[Saved data entries]
PR #360, opened 2023-03-29
[USDU-329] Change the wait criteria of flaky test cases

lee-aandrew:
## Purpose of this PR

This PR attempts to circumvent the current error we are having with Unity ver. 2020.3 where 2 of our test cases, 
- ChangingUsdPayloadStateFromUnloadedToLoaded_MarksSceneDirty
- ChangingUsdPayloadStateFromLoadedToUnloaded_MarksSceneDirty

are often failing due to not waiting until the Payload Load / Unload has not fully updated the root payload GameObject

**Ticket/Jira #:**
[USDU-329](https://jira.unity3d.com/browse/USDU-329)

## Testing
Changes the testcases:
- ChangingUsdPayloadStateFromUnloadedToLoaded_MarksSceneDirty
- ChangingUsdPayloadStateFromLoadedToUnloaded_MarksSceneDirty

Instead of doing an Assert on scene.isDirty, we wait until the scene has been dirtied, and then do an assert on the rootPayload Object's child count

This should solve the problem of not waiting long enough as well as scoping more into which GameObject within the scene has been changed

N/A

## Overall Product Risks

**Complexity:**

1

**Halo Effect:**

## Additional information

**Note to reviewers:**

I at first did not want to change the test cases to this extent, and wanted to gain more information on why only on UPM we are getting this problem with waiting for proper update
[Slack Thread 1](https://unity.slack.com/archives/C0JHA6J4C/p1680116747100079) & [Slack Thread 2](https://unity.slack.com/archives/C02A3U0UP9S/p1680115238408449)

Though I do believe the changes here are good for these 2 test cases, i would like to learn more about this UPM and Wait issue on Unity 2020.3 so that this doesnt happen again in the future - will update as soon as i get more info on this

**Reminder:**

### DIFF
--- a/package/com.unity.formats.usd/Tests/Editor/USDPayloadComponentTests.cs
+++ b/package/com.unity.formats.usd/Tests/Editor/USDPayloadComponentTests.cs
@@ -207,6 +207,7 @@ namespace Unity.Formats.USD.Tests
             Assume.That(usdPayload.IsLoaded, Is.False, "UsdPayload.IsLoaded should be set to false.");
         }
 
+        [Ignore("[USDU-329] Unstable test result")]
         [UnityTest]
         public IEnumerator ChangingUsdPayloadStateFromUnloadedToLoaded_MarksSceneDirty()
         {
@@ -224,6 +225,7 @@ namespace Unity.Formats.USD.Tests
             Assert.IsTrue(m_UnityScene.isDirty, "Scene should be dirty after changing UsdPayload objects");
         }
 
+        [Ignore("[USDU-329] Unstable test result")]
         [UnityTest]
         public IEnumerator ChangingUsdPayloadStateFromLoadedToUnloaded_MarksSceneDirty()
         {
--- a/package/com.unity.formats.usd/Tests/Editor/USDPayloadComponentTests.cs
+++ b/package/com.unity.formats.usd/Tests/Editor/USDPayloadComponentTests.cs
@@ -208,6 +208,31 @@ namespace Unity.Formats.USD.Tests
         }
 
         [UnityTest]
+        public IEnumerator ChangingUsdPayloadStateFromUnloadedToLoaded_MarksSceneDirty()
+        {
+            const int timeOutSeconds = 3;
+
+            m_usdAsset.m_payloadPolicy = PayloadPolicy.DontLoadPayloads;
+            m_usdAsset.Reload(forceRebuild: true);
+            yield return null;
+
+            EditorSceneManager.SaveScene(m_UnityScene, GetUnityScenePath());
+            Assert.IsFalse(m_UnityScene.isDirty, "Scene should not be dirty after after saving");
+
+            float loadingTime = 0;
+            m_usdRoot.GetComponentInChildren<UsdPayload>().Load();
+
+            while (!m_UnityScene.isDirty && loadingTime < timeOutSeconds)
+            {
+                loadingTime += Time.deltaTime;
+                yield return null;
+            }
+
+            Assert.Less(loadingTime, timeOutSeconds);
+            Assert.True(m_UnityScene.isDirty);
+        }
+
+        [UnityTest]
         public IEnumerator ChangingUsdPayloadStateFromUnloadedToLoaded_GeneratesPayloadObjects()
         {
             m_usdAsset.m_payloadPolicy = PayloadPolicy.DontLoadPayloads;
@@ -217,7 +242,6 @@ namespace Unity.Formats.USD.Tests
             EditorSceneManager.SaveScene(m_UnityScene, GetUnityScenePath());
             Assert.IsFalse(m_UnityScene.isDirty, "Scene should not be dirty after after saving");
 
-            // Change payload state and wait one frame to ensure Update runs
             var payloadRoot = m_usdRoot.GetComponentInChildren<UsdPayload>();
             var payloadRootChildCount = payloadRoot.transform.childCount;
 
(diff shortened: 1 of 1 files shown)


package/com.unity.formats.usd/Tests/Editor/USDPayloadComponentTests.cs
```diff
@@ -218,14 +218,20 @@ public IEnumerator ChangingUsdPayloadStateFromUnloadedToLoaded_MarksSceneDirty()
             Assert.IsFalse(m_UnityScene.isDirty, "Scene should not be dirty after after saving");
 
             // Change payload state and wait one frame to ensure Update runs
-            m_usdRoot.GetComponentInChildren<UsdPayload>().Load();
-            yield return null;
+            var payloadRoot = m_usdRoot.GetComponentInChildren<UsdPayload>();
+            var payloadRootChildCount = payloadRoot.transform.childCount;
+
+            payloadRoot.Load();
+            yield return new WaitUntil(() => m_UnityScene.isDirty == true);
```
vickycl: The original test was to address a bug where the scene was not set to dirty at all after changing the payload setting. In that case, this modification to the test would run forever (or presumably until a UTR timeout, which would mean no useful information from the failure). 

However it looks like we can't rely on UsdPayload APIs to correctly report their own status either (`UsdPayload.IsLoaded()` will return true _before_ it's actually been loaded, seems weird to me and should be reviewed) so we should find a more stable way to wait on whether the payload change has been registered before we check whether the scene is dirty. (and also probably change the test name back to `_MarksSceneDirty`, because that's the behaviour the test was written for)

package/com.unity.formats.usd/Tests/Editor/USDPayloadComponentTests.cs
```diff
@@ -218,14 +218,20 @@ public IEnumerator ChangingUsdPayloadStateFromUnloadedToLoaded_MarksSceneDirty()
...
+
+            Assert.IsTrue(payloadRoot == null, "Payload Load should reset USD related components and older references to it should be null");
 
-            Assert.IsTrue(m_UnityScene.isDirty, "Scene should be dirty after changing UsdPayload objects");
+            var newPayloadRoot = m_usdRoot.GetComponentInChildren<UsdPayload>();
+            Assert.AreNotEqual(payloadRootChildCount, newPayloadRoot.transform.childCount, "Payload Load should generate the payload objects");
```
vickycl: I think the addition of checking that the payload load has actually changed the hierarchy is good, as I think that is behaviour we don't check (at least that I can see in this file!). Could you please break that out into a separate test- as long as there isn't already a test doing that in a different file :) 

I believe the inputs to the Assert need to be switched, as the 'expected' to be compared against would be the newPayloadRoot, with the 'actual' being the payloadRootChildCount. Small thing, but makes diagnosing a test failure easier.

package/com.unity.formats.usd/Tests/Editor/USDPayloadComponentTests.cs
```diff
@@ -235,10 +241,13 @@ public IEnumerator ChangingUsdPayloadStateFromLoadedToUnloaded_MarksSceneDirty()
             Assert.IsFalse(m_UnityScene.isDirty, "Scene should not be dirty after after saving");
 
             // Change payload state and wait one frame to ensure Update runs
-            m_usdRoot.GetComponentInChildren<UsdPayload>().Unload();
-            yield return null;
+            var payloadRoot = m_usdRoot.GetComponentInChildren<UsdPayload>();
+            var payloadRootChildCount = payloadRoot.transform.childCount;
+
+            payloadRoot.Unload();
+            yield return new WaitUntil(() => m_UnityScene.isDirty == true);
```
vickycl: As above :)

vickycl (changes requested):
Well spotted on the cause of this instability- it could be the ordering of calling different Update methods at fault. 

The changes have however changed the condition that it is testing for, which I think is a bad idea. We still need to check that the scene is actually marked dirty, as that is the bug that this test was written for. I've added comments in line, but ping me if you want to discuss :)

package/com.unity.formats.usd/Tests/Editor/USDPayloadComponentTests.cs
lee-aandrew: I decided to keep the `Generate` / `Destroys` tests and bring back the 2 dirties tests as I agree with your point as well,

But I didnt really a "clean" way to test this, so I decided to change it to a time out, and make sure that the scene is marked within 3 seconds - I wish Unity's `WaitUntil` had a way add a timeout value, but sadly, that doesnt seem to be the case - let me know what you think about this method

package/com.unity.formats.usd/Tests/Editor/USDPayloadComponentTests.cs
```diff
@@ -210,35 +210,92 @@ public IEnumerator IsLoaded_IsFalse_WhenIsUnloadedFromComponent()
...
             yield return null;
 
             EditorSceneManager.SaveScene(m_UnityScene, GetUnityScenePath());
             Assert.IsFalse(m_UnityScene.isDirty, "Scene should not be dirty after after saving");
 
-            // Change payload state and wait one frame to ensure Update runs
+            float loadingTime = 0;
             m_usdRoot.GetComponentInChildren<UsdPayload>().Load();
+
+            while (!m_UnityScene.isDirty && loadingTime < timeOutSeconds)
```
vickycl: Can we make it not a timeout but a number of frames? A timeout risks becoming unstable in the future if the frame rate becomes slower, for example. Can we increment a counter in the loop and after three frames fail?

Also please add a comment above to explain eg 'Wait at least one frame to ensure Update runs, break out if we hit either the condition or have waited for too many frames'.

package/com.unity.formats.usd/Tests/Editor/USDPayloadComponentTests.cs
```diff
@@ -210,35 +210,92 @@ public IEnumerator IsLoaded_IsFalse_WhenIsUnloadedFromComponent()
...
+            {
+                loadingTime += Time.deltaTime;
+                yield return null;
+            }
+
+            Assert.Less(loadingTime, timeOutSeconds);
+            Assert.True(m_UnityScene.isDirty);
```
vickycl: Please add back in the test message, and also one for the case where we breakout

package/com.unity.formats.usd/Tests/Editor/USDPayloadComponentTests.cs
```diff
@@ -210,35 +210,92 @@ public IEnumerator IsLoaded_IsFalse_WhenIsUnloadedFromComponent()
...
+        [UnityTest]
+        public IEnumerator ChangingUsdPayloadStateFromUnloadedToLoaded_GeneratesPayloadObjects()
+        {
+            m_usdAsset.m_payloadPolicy = PayloadPolicy.DontLoadPayloads;
+            m_usdAsset.Reload(forceRebuild: true);
             yield return null;
 
-            Assert.IsTrue(m_UnityScene.isDirty, "Scene should be dirty after changing UsdPayload objects");
+            EditorSceneManager.SaveScene(m_UnityScene, GetUnityScenePath());
+            Assert.IsFalse(m_UnityScene.isDirty, "Scene should not be dirty after after saving");
```
vickycl: I know this was already there, but as you're in this code could you remove the extra "after" here please? :)

package/com.unity.formats.usd/Tests/Editor/USDPayloadComponentTests.cs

What is required
Lines from the top of the data above through the line containing "I at first did" must be repeated exactly. All other lines stay out.

Final answer
PR #360, opened 2023-03-29
[USDU-329] Change the wait criteria of flaky test cases

lee-aandrew:
## Purpose of this PR

This PR attempts to circumvent the current error we are having with Unity ver. 2020.3 where 2 of our test cases, 
- ChangingUsdPayloadStateFromUnloadedToLoaded_MarksSceneDirty
- ChangingUsdPayloadStateFromLoadedToUnloaded_MarksSceneDirty

are often failing due to not waiting until the Payload Load / Unload has not fully updated the root payload GameObject

**Ticket/Jira #:**
[USDU-329](https://jira.unity3d.com/browse/USDU-329)

## Testing
Changes the testcases:
- ChangingUsdPayloadStateFromUnloadedToLoaded_MarksSceneDirty
- ChangingUsdPayloadStateFromLoadedToUnloaded_MarksSceneDirty

Instead of doing an Assert on scene.isDirty, we wait until the scene has been dirtied, and then do an assert on the rootPayload Object's child count

This should solve the problem of not waiting long enough as well as scoping more into which GameObject within the scene has been changed

N/A

## Overall Product Risks

**Complexity:**

1

**Halo Effect:**

## Additional information

**Note to reviewers:**

I at first did not want to change the test cases to this extent, and wanted to gain more information on why only on UPM we are getting this problem with waiting for proper update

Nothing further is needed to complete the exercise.